* **Exercise**
Exactly the lines from the one containing "AayushSabharwal: Could you" through the end of the data below are to be reproduced, and nothing besides them.

* **Available data**
PR #4120, opened 2026-01-06
Fix `@component`'s line number information

cstjean:
So that go-to-definition works correctly.

Before

```julia
julia> @component function MyComponent() end
MyComponent (generic function with 1 method)

julia> methods(MyComponent)
# 1 method for generic function "MyComponent" from Main:
 [1] MyComponent()
     @ C:\Users\a1058035\.julia\dev\ModelingToolkit\lib\ModelingToolkitBase\src\systems\abstractsystem.jl:2698
```

After

```julia
julia> @component function MyComponent() end
MyComponent (generic function with 1 method)

julia> methods(MyComponent)
# 1 method for generic function "MyComponent" from Main:
 [1] MyComponent()
     @ REPL[33]:1
```
The `out.args[2].args[3].args[2].args[1] = __source__` line is a bit grim, but it's unlikely to break, and `Base.@kwdef` does something similar. `MacroTools.@qq` would also work, but I didn't want to import it just for that.

### DIFF
--- a/lib/ModelingToolkitBase/src/systems/abstractsystem.jl
+++ b/lib/ModelingToolkitBase/src/systems/abstractsystem.jl
@@ -2756,8 +2756,12 @@ function component_post_processing(__source__, expr, isconnector)
             end
         end
     end
+    return set_component_line_number!(__source__, out)
+end
+
+function set_component_line_number!(__source__::LineNumberNode, expr::Expr)
     # To set the LineNumberNode correctly (and thus fix Go-to-definition), we modify the
-    # LineNumberNode in the `function` body. `dump(out)` looks like this:
+    # LineNumberNode in the `function` body. `dump(expr)` looks like this:
     #   head: Symbol block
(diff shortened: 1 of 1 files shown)


lib/ModelingToolkitBase/src/systems/abstractsystem.jl
```diff
@@ -2715,6 +2715,9 @@ function component_post_processing(expr, isconnector)
             end
         end
     end
+    @assert out.args[2].args[3].args[2].args[1] isa LineNumberNode
+    out.args[2].args[3].args[2].args[1] = __source__  # set the LineNumberNode correctly
```
AayushSabharwal: Could you add a comment indicating what each nested `getproperty` expects the expression to be? Or which `LineNumberNode` this is trying to set? On the off chance this breaks, it'll help maintainability.

AayushSabharwal (approved):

* **Result of this task**
AayushSabharwal: Could you add a comment indicating what each nested `getproperty` expects the expression to be? Or which `LineNumberNode` this is trying to set? On the off chance this breaks, it'll help maintainability.

AayushSabharwal (approved):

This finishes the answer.